Repeat the data that follows, keeping every character intact.

BEGIN EXERCISE INPUT

PR #120, opened 2017-08-02
feat: article headline

sericaia:
image


sericaia:
Jake - "The letter spacing looks a bit off (particularly notiable on 'regime' as the space between the e & g is quite tight)"

Will try to fix that ;)

sericaia:
image

Ended up having a webview just for android

craigbilner:
@sericaia Tom said the letter spacing is now too large...I showed him the webview without the `1px` spacing and he said it looked ok, can you update?

fampinheiro:
How do you feel about creating common elements between pages?
This is just like the journalist name (style wise).

Having something like `<Text h1>{text}</Text>` that could be shared would be useful IMHO.
And we could have the same (styling on text) for the other style of text we have across the application.

cc @craigbilner @trevorah

sericaia:
approved by Tom now.  line height was increased

craigbilner:
@fampinheiro @trevorah I think we should hold off from pre-mature DRYness until we have a more holistic view of what really is common and a change would impact all components equally?

fampinheiro:
Just suggested it because @sericaia is making a lot of visual changes that I am certain we need to reproduce in every text that shares the same style.

packages/article-headline/article-headline.android.js
```diff
@@ -0,0 +1,47 @@
...
+import PropTypes from "prop-types";
+import WebViewAutoHeight from "./WebView-auto-height";
+
+const ArticleHeadline = ({ title, style, baseUrl }) => {
+  const html = `
+    <div>
+      <style>
+        @font-face {
+          font-family: TimesModernBold;
+          src: url(/fonts/TimesModern-Bold.woff2) format("woff2"), url(/fonts/TimesModern-Bold.woff) format("woff"), url(/fonts/TimesModern-Bold.ttf) format("truetype");
```
trevorah: So these src urls will not work with our current android app. The root url corresponds to this directory: https://github.com/newsuk/nu-projectd-times-smartphone-android/tree/develop/mobile/src/main/assets

You will need to have a fallback.

sericaia:
image

Confirmed with Tom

END EXERCISE INPUT

**RESPONSE BOX**
PR #120, opened 2017-08-02
feat: article headline

sericaia:
image


sericaia:
Jake - "The letter spacing looks a bit off (particularly notiable on 'regime' as the space between the e & g is quite tight)"

Will try to fix that ;)

sericaia:
image

Ended up having a webview just for android

craigbilner:
@sericaia Tom said the letter spacing is now too large...I showed him the webview without the `1px` spacing and he said it looked ok, can you update?

fampinheiro:
How do you feel about creating common elements between pages?
This is just like the journalist name (style wise).

Having something like `<Text h1>{text}</Text>` that could be shared would be useful IMHO.
And we could have the same (styling on text) for the other style of text we have across the application.

cc @craigbilner @trevorah

sericaia:
approved by Tom now.  line height was increased

craigbilner:
@fampinheiro @trevorah I think we should hold off from pre-mature DRYness until we have a more holistic view of what really is common and a change would impact all components equally?

fampinheiro:
Just suggested it because @sericaia is making a lot of visual changes that I am certain we need to reproduce in every text that shares the same style.

packages/article-headline/article-headline.android.js
```diff
@@ -0,0 +1,47 @@
...
+import PropTypes from "prop-types";
+import WebViewAutoHeight from "./WebView-auto-height";
+
+const ArticleHeadline = ({ title, style, baseUrl }) => {
+  const html = `
+    <div>
+      <style>
+        @font-face {
+          font-family: TimesModernBold;
+          src: url(/fonts/TimesModern-Bold.woff2) format("woff2"), url(/fonts/TimesModern-Bold.woff) format("woff"), url(/fonts/TimesModern-Bold.ttf) format("truetype");
```
trevorah: So these src urls will not work with our current android app. The root url corresponds to this directory: https://github.com/newsuk/nu-projectd-times-smartphone-android/tree/develop/mobile/src/main/assets

You will need to have a fallback.

sericaia:
image

Confirmed with Tom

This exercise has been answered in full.